Ross Harris Photo: Gareth Watkins/Lilburn Trust/Wallace Arts Trust

Ross Harris is one of New Zealand’s leading composers, with over 200 works to his name: orchestral, chamber, opera, klezmer, and electronic music to name a few. He’s been a finalist in the SOUNZ Contemporary Award eight times in 13 years, and has won the award four times.

Paoro (to echo) for solo trumpet was written for Bede Williams while the composer was the Auckland Philharmonia Composer in Residence. The work simulates echo effects and explores the full range and colours of the instrument.

Senryu was commissioned and first performed by NZTrio in 2007. Senryu is a Japanese poetic form similar to haiku, with particular resonance given to inquiring about the nature of Man. Harris's work concentrates on matters of meter and rhythm along with the associated relations.

 

 

Edwin Carr: Promenade

Edwin Carr

Edwin Carr Photo: Supplied

Edwin Carr attended the first Cambridge Music Summer School in 1946, where Douglas Lilburn was his composition tutor. Various bursaries and scholarships enabled him to further his composition studies in London, Rome, and Munich, with teachers including Carl Orff, Benjamin Frankel, and Petrassi. In 1973-4 he was University of Otago's Mozart Fellow, and then taught composition at Sydney Conservatorium. He returned to New Zealand in 1984 as a freelance conductor and composer, and was based on Waiheke Island from 1991 until his death in 2003.

Promenade is a ballet score written in 1986 for the Central Youth Ballet of New Zealand and performed in Taupo, Rotorua, Hamilton and Tokoroa in that year. The work was choreographed by Paul Valsic. In the opening, slowly ascending thirds introduce six couples who promenade before breaking into a sprightly dance worked out a brisk and insistent woodwind theme. The short movements are miniatures of charm and discretion. In the Bacarolle, he contours shifting tone colours and harmonies with skill, while the Pas de Deuc is affecting in delicate lyricism. In Solo 2 you can detect some of the energy which would later be harnessed in the Fourth Symphony. After a particularly shapely Tarantella, the ballet ends with a reminiscence of the original Promenade.

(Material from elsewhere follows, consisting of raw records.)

PR #400, opened 2024-12-05
Revised ProxyChannel interfaces

chhwang:
* Renamed `ProxyChannel` -> `BaseProxyChannel` and `SimpleProxyChannel` -> `ProxyChannel`. It makes the interface more consistent by defining channels to be associated with a certain src/dst memory region: `ProxyChannel` as "sema + src/dst + fifo" and `SmChannel` as "sema + src/dst". BaseProxyChannel is not associated with any memory regions, as "sema + fifo".
* `ProxyChannelDeviceHandle` now inherits from `BaseProxyChannelDeviceHandle`, instead of having one as a member.

### DIFF
--- a/src/semaphore.cc
+++ b/src/semaphore.cc
@@ -94,7 +94,7 @@ MSCCLPP_API_CPP SmDevice2DeviceSemaphore::SmDevice2DeviceSemaphore(Communicator&
         setupInboundSemaphoreId(communicator, connection.get(), localInboundSemaphore_.get());
     isRemoteInboundSemaphoreIdSet_ = true;
   } else if (AllIBTransports.has(connection->transport())) {
-    // We don't need to really with any of the IB transports, since the values will be local
+    // Should we throw an error here?
     isRemoteInboundSemaphoreIdSet_ = false;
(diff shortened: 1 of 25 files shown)


Binyang2014 (approved):
LGTM

src/semaphore.cc
```diff
@@ -94,7 +94,7 @@ MSCCLPP_API_CPP SmDevice2DeviceSemaphore::SmDevice2DeviceSemaphore(Communicator&
         setupInboundSemaphoreId(communicator, connection.get(), localInboundSemaphore_.get());
     isRemoteInboundSemaphoreIdSet_ = true;
   } else if (AllIBTransports.has(connection->transport())) {
-    // We don't need to really with any of the IB transports, since the values will be local
+    // Should we throw an error here?
```
chhwang, line 97: @Binyang2014 How do you think about this?

Binyang2014: Since the class name is `SmDevice2DeviceSemaphore` I think it makes sense to throw error here. SM channel only supports the mmap way

PR #401, opened 2024-12-05
Setup pipeline for mscclpp over nccl

Binyang2014:
Setup pipeline for mscclpp over nccl
Run `all_reduce_perf` via nccl API


python/requirements_cuda12.txt
```diff
@@ -5,3 +5,4 @@ netifaces
 pytest
 numpy
 matplotlib
+ninja
```
chhwang, line 8: What is `ninja` used for here?

chhwang (approved):

python/requirements_cuda12.txt
Binyang2014: Pls check this output: https://msazure.visualstudio.com/One/_build/results?buildId=109627341&view=logs&j=a940a0bc-e16f-5378-628a-dcb452f8b6f6&t=4bccd649-850f-5156-886b-2dc4575d8cd7 seems related with python build tool

Binyang2014: Maybe due to base image upgrade from ubuntu 20.04 to ubuntu 22.04

chhwang: It looks like because `scikit_build_core` is upgraded and the later version do not support cmake.minimum-version anymore. Could you please fix our pyproject.toml?

chhwang: We should use cmake.version instead, then probably it will not try to use ninja.

Binyang2014: Sure, let me take a look

Binyang2014: Not working...  `pip install .` works in venv.

PR #460, opened 2018-09-27
Add volumes to Pixel Modules

ghugo83:
Description at https://indico.cern.ch/event/750045/contributions/3150750/attachments/1720535/2777743/news_from_materials_modeling.pdf 

NB: dev branch is not fully debugged & cleaned AND SHOULD NOT be merged into master.
This is merged into dev in order not to block the cfg files descriptions improvements.


ghugo83:
comp
Comparison CMSSW / tkLayout with the new materials model show no major inconsistency : uncertainties are in the same order of magnitude as before the change of materials model.

Warning: I need to do a deeper cleaning and debug though.

PR #463, opened 2018-10-15
Avoid TCanvas::DrawClone() 

ghugo83:
There was a heavy and unnecessary use of TCanvas::DrawClone().
This was is order to avoid transferring TCanvas objects ownership from Analyzer & Vizard to RootWeb.
This was considerably increasing run time.

Since TCanvas has no move semantics, just use unique_ptr<TCanvas> in the caller code instead!!


ghugo83:

PR #466, opened 2018-11-01
Adds support of new rings paradigm in TEPX

ghugo83:
bigDelta: distance in Z between the center of a disk and the center of a ring.
smallDelta: distance in Z between the center of a ring and the center of a module.

Adds support for smallDelta > bigDelta case.
Obviously still need to keep support for smallDelta < bigDelta.

smallDelta > bigDelta: Modules of a ring are placed on 4 dees.
smallDelta < bigDelta: Modules of a ring are placed on 2 dees: half of the modules on each dee side.

See page 4 at https://indico.cern.ch/event/746593/contributions/3164208/attachments/1726785/2789605/EPIX_Geometry_02102018.pdf.

In practice, what needed to be adapted was:
- Added info on Ring and EndcapModule classes about how the configuration is.
Ring::isRingOn4Dees() (is smallDelta > bigDelta ?)
Ring::isSmallerAbsZRingInDisk() (is ring placed at -bigDelta in its disk ?)
EndcapModule::isSmallerAbsZModuleInRing() (is modules placed at -smallDelta in its ring)?

- Adapted modules flip.

- Adapted IT cabling map.

- Adapted XML export.

Also add IT layout IT 612, with smallDelta = 4 mm and bigDelta = 2 mm.

### DIFF
--- a/geometries/CMS_Phase2/OT614_200_IT612.cfg
+++ b/geometries/CMS_Phase2/OT614_200_IT612.cfg
@@ -1,0 +1,3 @@
+@include-std CMS_Phase2/SimParms
+@include OuterTracker/Tilted/OT_V614_200.cfg
+@include Pixel/Pixel_V6/Pixel_V6_1_2.cfg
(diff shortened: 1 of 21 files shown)


ghugo83:

PR #478, opened 2019-02-14
Merged friday's code: Assign MFB fanout branches to modules in TEDD

ghugo83:
OT cabling map, TEDD: 
Each MFB has 4 fanout branches, for the connections to modules.

The logics used to be simple: for each MFB, 1 fanout branch per disk surface.
Now, there is the need, for each MFB, in case the modules of a given disk (not double-disk!) belong to different dees, to make an assignment per dee instead.

This is fully automated, so that the Mechanics can pick up whatever is in AggregationsPatterns.csv

All results are at: http://ghugo.web.cern.ch/ghugo/layouts/cabling/OT616_200_IT404/cablingOuter.html 
One can visualize the connections at the 'modules to bundles' section on the webpage. 
For example, if you look at the 'Positive cabling side', you can look at the 4 surfaces of DD 1, TEDD1.
The alternation of colors show the alternation of MFBs the modules end up connected to. The color scheme is not unique.
For a given MFB (one color), the alternation of transparent / non-transparent show the alternation of the fanout input slots that are used.

### DIFF
--- a/include/DetectorModule.hh
+++ b/include/DetectorModule.hh
@@ -375,15 +375,16 @@ int numSegmentsEstimate() const { return sensors().front().numSegmentsEstimate()
   std::string summaryFullType() const;
 
   // OT CABLING
-  void setBundle(OuterBundle* bundle) { bundle_ = bundle ; }
+  const int isPositiveCablingSide() const;                    // Can be different from (Z) end. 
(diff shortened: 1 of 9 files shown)


ghugo83:
Checked against all regressions
To come: probably need to add info for (-Z) end.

Carol Shortis: An Tuiream Bais

Carol Shortis

Carol Shortis Photo: Supplied

Carol Shortis grew up in Essex, UK. She moved to New Zealand in 1990 and lived on Waiheke Island, where she raised a family as well as running several successful businesses. She has been involved with community singing for many years, but only recently pursued a more formal musical education, studying at the New Zealand School of Music in Wellington. In 2008 she was elected as a committee member of the Composers Association of New Zealand and is currently the treasurer for that organisation, and co-convener of the CANZ Nelson Composers Workshop.

An Tuiream Bais was commissioned by Baroque Voices with funding from Creative New Zealand. Shortis says "The Carmina Gadelica, known in Gaelic as Ortha nan Gaidheal, is a six-volume collection of orally-transmitted prayers, poems, blessings and other material, collected by the folklorist Alexander Carmichael in the Highlands and Islands of Scotland in the second half of the nineteenth century. Carmichael subsequently translated this material, and edited the first two volumes. The death dirge An Tuiream Bais was published in the third volume, edited by Alexander’s grandson, James Carmichael Watson. I have set the first, fourth, fifth and sixth verses in the original Gaelic language."